5. Conservatorship and Power of Attorney:
If there’s no DPOA in place and the principal becomes incapacitated, a court may appoint a conservator to handle the principal’s affairs. The conservatorship process can be long and expensive, so having a DPOA is often seen as a proactive measure to avoid the court’s involvement. The DPOA allows the named agent to step in immediately to manage both financial and medical decisions without the need for court oversight.
6. Advanced Health Care Directive:
The Durable Power of Attorney for health care decisions is commonly part of the Advanced Health Care Directive. This directive serves two purposes:
- It appoints an agent to make medical decisions on the principal’s behalf.
- It allows the principal to specify their medical treatment preferences, including decisions about end-of-life care, resuscitation, organ donation, and more.
Without this directive, family members might disagree on the principal’s wishes during a medical crisis, leading to complications.
7. Guardianship of Minor Children:
Parents in California can use a DPOA to grant temporary authority to another individual to make decisions for their minor children. This can be especially useful if the parent becomes temporarily unavailable or incapacitated. However, this power is usually limited in scope and time, and it doesn’t replace a formal legal guardianship.
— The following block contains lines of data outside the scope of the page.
PR #329, opened 2026-06-27
Remove unnecessary `np.where` from `gausfit.py`

AlexKurek:
Here:
`shedmask = N.where(watershed == ished+2, False, True) + isl.mask_active`
the program generates a mask by combining two conditions. The `N.where` construct used together with the + operator works (in NumPy, the + operator on boolean values behaves like a logical “OR”), but it is not optimal.


gmloose (approved):
LGTM.

PR #331, opened 2026-06-28
Fix external mask in `list_and_sort_gaussians`

AlexKurek:
1) `g.centre_pix` is a float, so it must be rounded before used for indexing.
2) From `make_casa_str` we see that the order in `g.centre_pix` is (x, y). But in Numpy the arrays are (row, column), so this order must be inverted.

### DIFF
--- a/bdsf/output.py
+++ b/bdsf/output.py
@@ -935,7 +935,9 @@ def list_and_sort_gaussians(img, patch=None, root=None,
                 gausflux = []
                 gausindx = []
             if use_mask:
-                patchnums.append(mask_labels[g.centre_pix[0], g.centre_pix[1]])
+                x_pix = int(round(g.centre_pix[0]))
+                y_pix = int(round(g.centre_pix[1]))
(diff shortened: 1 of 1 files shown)


gmloose:
I wonder why this doesn't break any tests. Swapping `x` and `y` should have an effect, I would say. @darafferty, do you have any idea.

AlexKurek:
I think this will change the list output files and the test compares only the images, am I right?

darafferty:
Maybe I'm missing something, but I think the mask image is reordered when it's read in with `func.read_image_from_file()` to have the order (x, y)?

Also, I guess the CI test doesn't cover this functionality, as no mask file has been specified (with the `bbs_patches_mask` option). But indeed the changes wouldn't affect the images anyway I guess.

AlexKurek:
Yes, I didn't noticed this, Im sorry. I have reverted the order change.

darafferty:
Great, thanks! Looks good to me.

darafferty (approved):

PR #332, opened 2026-06-28
Fix external mask in `list_and_sort_gaussians` (2)

AlexKurek:
**Bug**
Because `patchnums` is a standard Python list and p is an integer, `patchnums == p` does not check individual elements. Instead, it instantly evaluates to a single boolean False.

**Consequences**
NumPy forbid evaluating 0-dimensional scalars. Passing False to N.where() crashes the script with `ValueError: Calling nonzero on 0d arrays is not allowed`.

**Fix**
Cast the list to a NumPy array to force an element-by-element evaluation


gmloose (approved):
Good catch.

PR #333, opened 2026-06-30
Remove 14 unused functions from `functions.py`

AlexKurek:
All these functions are unused.

### DIFF
--- a/bdsf/functions.py
+++ b/bdsf/functions.py
@@ -615,33 +615,6 @@ def get_errors(img, p, stdav, bm_pix=None, fixed_to_beam=False):
     return errors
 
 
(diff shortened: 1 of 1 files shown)


gmloose (commented):
I can confirm that these functions are not used by `PyBDSF` itself. However, these functions _are_ part of the public interface. It's hard to tell if anyone else is using these functions. What do you think, @darafferty? Shall we just remove them, or do you want to deprecate them first? The latter requires more effort from us, so it really depends how "friendly" we want to be to our users.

8. Legal Ramifications of Not Having a POA or DPOA:
Without these documents in place, decisions about your finances, healthcare, and personal matters might end up in court, where a judge determines who takes control of these aspects. It could lead to delays, extra costs, and the involvement of people who may not have the principal’s best interests at heart.
9. Specificity is Key:
When drafting a POA or DPOA, specificity is essential. The document should be tailored to the principal’s needs, including any limitations on the agent’s authority. For instance, it’s important to be clear about what financial or medical decisions the agent can make, and under what circumstances. Working with an attorney to draft the document ensures that the principal’s wishes are followed, while also reducing the chances of disputes or misuse of power.
Given the importance and potential complexity of these documents, consulting with a knowledgeable estate planning attorney is crucial to ensure compliance with California laws and to protect the principal’s interests.